Zhong Hanbing, Xin Shengchang, Zhao Yanqiu, Lu Jing, Li Song, Gong Jianxian, Yang Zhen, Lin Shuo
Laboratory of Chemical Genomics, School of Chemical Biology and Biotechnology, Shenzhen Graduate School of Peking University, Shenzhen University Town, Shenzhen, China.
Mol Biosyst. 2010 Aug;6(8):1463-8. doi: 10.1039/b919743e. Epub 2010 May 19.

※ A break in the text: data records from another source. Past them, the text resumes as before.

PR #107, opened 2023-03-09
Change close code guard to favour happy path

ryanwinchester:
Check two ranges instead of three.

### DIFF
--- a/lib/bandit/websocket/connection.ex
+++ b/lib/bandit/websocket/connection.ex
@@ -117,8 +117,8 @@ defmodule Bandit.WebSocket.Connection do
         # This is a bit of a subtle case, see RFC6455§7.4.1-2
         reply_code =
           case frame.code do
-            code when code in 0..999 or code in 1004..1006 or code in 1012..2999 -> 1002
-            _code -> 1000
+            code when code in 1000..1003 or code in 1007..1011 or code > 2999 -> 1000
+            _code -> 1002
           end
 
         do_stop(reply_code, :remote, socket, connection)


lib/bandit/websocket/connection.ex
```diff
@@ -117,8 +117,8 @@ defmodule Bandit.WebSocket.Connection do
         # This is a bit of a subtle case, see RFC6455§7.4.1-2
         reply_code =
           case frame.code do
-            code when code in 0..999 or code in 1004..1006 or code in 1012..2999 -> 1002
-            _code -> 1000
+            code when code in 1000..1003 or code in 1007..1011 -> 1000
```
mtrudel, line 120: We're seeing some autobahn failures on these cases in CI. I think it's because of different behaviour on codes above 2999. I think the last clause could just be `code >= 1012`?

ryanwinchester: Yeah, it's not clear how they should be handled either? Which makes it worse.

[7.4.2](https://www.rfc-editor.org/rfc/rfc6455#section-7.4.2).  Reserved Status Code Ranges

   0-999

      Status codes in the range 0-999 are not used.

   1000-2999

      Status codes in the range 1000-2999 are reserved for definition by
      this protocol, its future revisions, and extensions specified in a
      permanent and readily available public specification.

   3000-3999

      Status codes in the range 3000-3999 are reserved for use by
      libraries, frameworks, and applications.  These status codes are
      registered directly with IANA.  The interpretation of these codes
      is undefined by this protocol.

   4000-4999

      Status codes in the range 4000-4999 are reserved for private use
      and thus can't be registered.  Such codes can be used by prior
      agreements between WebSocket applications.  The interpretation of
      these codes is undefined by this protocol.

mtrudel:
Great work! Thanks for the PR!

ryanwinchester:
> Great work! Thanks for the PR!

Ha! It turned out to be not really matter much in the end, since there are still 3 guard clauses. At least one of them isn't a range, though...

Issue #101, opened 2023-02-23
`Plug.Conn.send_resp` in separate process fails for HTTP/2 streams


danschultzer:
Took me a while to track this one down. When testing with HTTP/2 I was seeing failure with `Stream 3 completed in unexpected state remote_closed` and empty responses even though I definitely did send the response!

The culprit is this line (the same for `send_data`):
https://github.com/mtrudel/bandit/blob/ebba77a60570de55b1150662c63513492fc14f6f/lib/bandit/http2/connection.ex#L365

In [TestServer](https://github.com/danschultzer/test_server) the route matching lives in a GenServer. When a requests hits the generic plug on the HTTP server, the plug will pass off the conn to the genserver to be processed in a `handle_call` callback. This means that caller pid will be different when calling `send_resp`.

Resolving this in TestServer may be awkward since the routing state lives in that GenServer process. Maybe it does make sense that the `send_resp` call should only happen in the generic plug process. But what's the reasoning behind the `owner?/2` check? Why is it necessary to lock the conn processing to the initial caller?

FWIW cowboy works with the current logic in TestServer. It works as expected with Bandit when I remove this check, but not sure if there are any sideeffects to doing that. If it's necessary to have this check then it would be good to have a clearer warning.

mtrudel:
That's an oddball one! I suppose the plug API doesn't specify anything explicitly about cross-process plug usage, but it conceptually seems like doing so could introduce a ton of gnarly concurrency issues.

danschultzer:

During the preclinical drug discovery process it remains a challenge to enable early elimination of candidate molecules that may have non-specific, off-target activities. Here, we use whole zebrafish embryo assays coupled with genetic analysis to address this issue. PLK1 (Polo-like kinase 1) is one of the key regulators that control mitotic entry, spindle assembly, chromosome segregation, and cytokinesis in the cell cycle. Since plk1 expression is abnormally up-regulated in several tumors, it is regarded as a good target for cancer therapy. A number of small-molecule inhibitors targeting PLK1 have been developed as reagents and anticancer drug candidates. It will be interesting to determine if these inhibitors indeed specifically target PLK1 in vivo. Bioinformatics analysis revealed that the zebrafish and human genomes share high homology across all PLK family members. In particular, PLK1 has a nearly identical 3-D structure between zebrafish and human. We selected three published PLK1 inhibitors, LFM-A13, ON01910, and thiazole-carboxamide 10A in our assay. When added at 2-cell stage, all of these inhibitors prevented embryos from dividing and caused cells to fuse into one large cell. When added at the later stage during zygotic mRNA transcription program initiation, embryos survived for 3 days but showed different phenotypes for each compound. Embryos treated with LFM-A13 appeared relatively normal. Embryos treated with ON01910 failed to properly develop trunk and tail regions while the head structure was unaffected. Embryos treated with thiazole-carboxamide 10A had a shorter body axis and deformed head structure. To determine which inhibitor is more selectively targeting PLK1, we inhibited PLK1 activity using anti-sense morpholino. Comparative analysis indicated that thiazole-carboxamide 10A could faithfully phenocopy zebrafish embryos genetically deficient of plk1. These findings demonstrate that these three PLK1 inhibitors, although well established by in vitro studies, have different off-target activities in vivo, and that thiazole-carboxamide 10A appears most specific to PLK1. Our studies suggest that zebrafish should be generally useful as an efficient in vivo model to evaluate specificity of small molecules designed to regulate any conserved target proteins through comparative analysis of genetic phenotypes.
在临床前药物发现过程中,早期排除可能具有非特异性脱靶活性的候选分子仍然是一项挑战。在此,我们使用全斑马鱼胚胎试验结合遗传分析来解决这个问题。PLK1(波罗样激酶1)是细胞周期中控制有丝分裂进入、纺锤体组装、染色体分离和胞质分裂的关键调节因子之一。由于plk1在多种肿瘤中表达异常上调,它被视为癌症治疗的一个良好靶点。许多靶向PLK1的小分子抑制剂已被开发为试剂和抗癌药物候选物。确定这些抑制剂在体内是否确实特异性靶向PLK1将是很有趣的。生物信息学分析表明,斑马鱼和人类基因组在所有PLK家族成员中具有高度同源性。特别是,PLK1在斑马鱼和人类之间具有几乎相同的三维结构。我们在试验中选择了三种已发表的PLK1抑制剂,LFM-A13、ON01910和噻唑甲酰胺10A。在2细胞期添加时,所有这些抑制剂都阻止胚胎分裂并导致细胞融合成一个大细胞。在合子mRNA转录程序启动的后期添加时,胚胎存活3天,但每种化合物表现出不同的表型。用LFM-A13处理的胚胎看起来相对正常。用ON01910处理的胚胎未能正常发育躯干和尾部区域,而头部结构未受影响。用噻唑甲酰胺10A处理的胚胎身体轴较短且头部结构变形。为了确定哪种抑制剂更具选择性地靶向PLK1,我们使用反义吗啉代抑制PLK1活性。比较分析表明,噻唑甲酰胺10A可以忠实地模拟plk1基因缺陷的斑马鱼胚胎。这些发现表明,这三种PLK1抑制剂虽然在体外研究中已得到充分证实,但在体内具有不同的脱靶活性,并且噻唑甲酰胺10A似乎对PLK1最具特异性。我们的研究表明,通过对遗传表型的比较分析,斑马鱼通常可作为一种有效的体内模型来评估旨在调节任何保守靶蛋白的小分子的特异性。